[Records from a collection]

[Start of Attachment]

PR #1680, opened 2022-10-12
fix: use process.env.URL when deploying to production

ericapisani:
### Summary

* Upgrades the version to `next-auth` to the latest
* Updates the logic for creating the default `NEXTAUTH_URL`. 
  * In a production context, the unique hash that gets pre-pended to the URL leads to issues because `next-auth` uses that URL as the basis for updating it's provider information. For instance - the callback URL used for OAuth applications (since it expects a stable value). This change makes the URL stable by using the ['URL' rather than the `DEPLOY_PRIME_URL`](https://docs.netlify.com/configure-builds/environment-variables/#deploy-urls-and-metadata) when it detects that the [`CONTEXT`](https://docs.netlify.com/configure-builds/environment-variables/#build-metadata) is set to 'production'

### Test plan

1. Visit the Deploy Preview - https://deploy-preview-1680--netlify-plugin-nextjs-next-auth-demo.netlify.app/
2. Visit the '/admin' and '/me' pages.

* Visiting those pages should not result in a server error
* If you inspect the 'sign in' button shown as part of the default demo when visiting `/admin` or `/me`, the URL that it goes to should be the URL of the site (e.g: `https://deploy-preview-1680--netlify-plugin-nextjs-next-auth-demo.netlify.app/api/callback....`)

1. Visiting this test site https://upgrade-next-auth--ep-next-auth.netlify.app/
2. Visit the `/admin` and `/me` pages

* Visiting those pages should not result in a server error
* If you inspect the 'sign in button' on `/admin` or `/me`, the URL that it goes to should start with `https://ep-next-auth.netlify.app/` not `https://upgrade-next-auth--ep-next-auth.netlify.app`
* If you sign in (there's a test OAuth app backing that site), you should be able to visit the `/me` endpoint, but the `/admin` page should still be inaccessible since `userRole: admin` is not set on the returned token that makes that page accessible.


test/index.js
```diff
@@ -253,6 +255,53 @@ describe('onBuild()', () => {
...
+
+    await nextRuntime.onBuild(defaultArgs)
+
+    expect(onBuildHasRun(netlifyConfig)).toBe(true)
+    const config = await getRequiredServerFiles(netlifyConfig.build.publish)
+
+    expect(config.config.env.NEXTAUTH_URL).toEqual(mockUserDefinedSiteUrl)
+  })
+  
+  test('sets the NEXTAUTH_URL to the URL when CONTEXT env variable is \'production\'', async () => {
```
nickytonline, line 281: [dust] Be more specific which URL.

```suggestion
  test('sets the NEXTAUTH_URL to the user defined site URL when CONTEXT env variable is \'production\'', async () => {
```

packages/runtime/src/index.ts
```diff
@@ -136,7 +136,12 @@ const plugin: NetlifyPlugin = {
 
         await updateRequiredServerFiles(publish, config)
       } else {
-        const nextAuthUrl = `${process.env.DEPLOY_PRIME_URL}${basePath}`
+        // Using the deploy prime url in production leads to issues because the unique deploy ID is part of the generated URL
+        // and will not match the expected URL in the callback URL of an OAuth application.
+        const nextAuthUrl =
+          process.env.CONTEXT === 'production'
+            ? `${process.env.URL}${basePath}`
+            : `${process.env.DEPLOY_PRIME_URL}${basePath}`
```
nickytonline, line 144: [dust] Tiny refactor suggestion.

```suggestion
        const nextAuthUrl = `${
          process.env.CONTEXT === 'production' ? process.env.URL : process.env.DEPLOY_PRIME_URL
        }${basePath}`
```

nickytonline (approved):
Looks great @ericapisani! Left some dusty comments 🚀

nickytonline (approved):
Thanks for making the changes! 🚀

nickytonline (approved):
🚀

[End of Attachment]

Exercise details:
Only the lines above starting with the one with "fix: use process.env.URL" and going through the one with "Updates the logic" are to be copied, word for word and with both ends kept.

Answer for the task:
fix: use process.env.URL when deploying to production

ericapisani:
### Summary

* Upgrades the version to `next-auth` to the latest
* Updates the logic for creating the default `NEXTAUTH_URL`. 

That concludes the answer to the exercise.